Flutter Internationalization library based on Json files

Getting Started #

Add a new asset folder to your pubspec.yaml:

dependencies:
  flutter:
    sdk: flutter
  flutter_localizations:
    sdk: flutter
  json_intl: [version]

flutter:
  assets:
    - assets/intl/

Add the translation delegate settings to your MaterialWidget and the list of supported languages:

MaterialApp(
  localizationsDelegates: const [
    JsonIntlDelegate(),
    GlobalMaterialLocalizations.delegate,
    GlobalWidgetsLocalizations.delegate,
  ],
  supportedLocales: const [
    Locale('en'),
    Locale('fr'),
  ],
    home: ...,
);

On iOS, an extra step is necessary: add supported languages to ios/Runner/Info.plist:

<key>CFBundleLocalizations</key>
<array>
    <string>en</string>
    <string>fr</string>
</array>

Create the translation files in assets/intl/:

  • strings.json is the default and fallback file. Any translation not found in another file will be taken here.
  • strings-XX.json one file for each language. strings-fr.json French translations, strings-de.json for German, etc.
  • strings-XX-AA.json can also be used for specific countries, like strings-en-uk.json

Using the translations #

The content of the files is a json dictionary containing a key / value list:

{
    "app_name": "Flutter Demo",
    "increment": "Increment",
    "title": "Flutter Demo Home Page"
}

to get the values in the dart code, use:

JsonIntl.of(context).get(#app_name);

or

context.tr(#app_name);

Plurals #

The json entry will look like this:

{
    "cart": {
        "one": "{{ count }} item in your Shopping cart",
        "other": "{{ count }} items in your Shopping cart"
    },
}

Other values are supported for specific values depending on the language: "zero", "one", "two", "few", "many", "other"
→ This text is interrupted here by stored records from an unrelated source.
PR #2007, opened 2020-02-06
Change line endings from CRLF to LF

mflueggen:
I found out by accident, that a few files had CRLF instead of LF as line endings. This PR should correct the line endings in the files.


mrks:
@dey4ss Looks like your system uses CRLF. Any chance you can fix that for the future?

mrks:
Re-running after cleaning ccache. Maybe that has issues with differing line endings. Please ping me if this doesn't fix it.

dey4ss:
> @dey4ss Looks like your system uses CRLF. Any chance you can fix that for the future?

Oh sorry, I'm gonna change this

To use it in the application:

JsonIntl.of(context).count(itemCount, #cart);

The variable {{ count }} is automatically populated with itemCount.

Gender #

The json entry will look like this:

{
    "child": {
        "male": "The boy",
        "female": "The girl",
        "neutral": "The kid"
    },
}

To use it in the application:

JsonIntl.of(context).gender(JsonIntlGender.female, #child);

Mixing Plural and Gender #

The json entry will look like this:

{
    "child": {
        "male": {
          "one": "a boy",
          "many": "{{ count }} boys",
        },
        "female": {
          "one": "a girl",
          "many": "{{ count }} girls",
        },
        "neutral": {
          "one": "a child",
          "many": "{{ count }} children",
        }
    },
}

To use it in the application:

JsonIntl.of(context).translate(#child, gender: JsonIntlGender.female, count: 3);

Generating the translations #

It's also possible to generate a file that contains the translation keys and/or the full translation strings for all languages.

For this, add json_intl_gen to your dev_dependencies.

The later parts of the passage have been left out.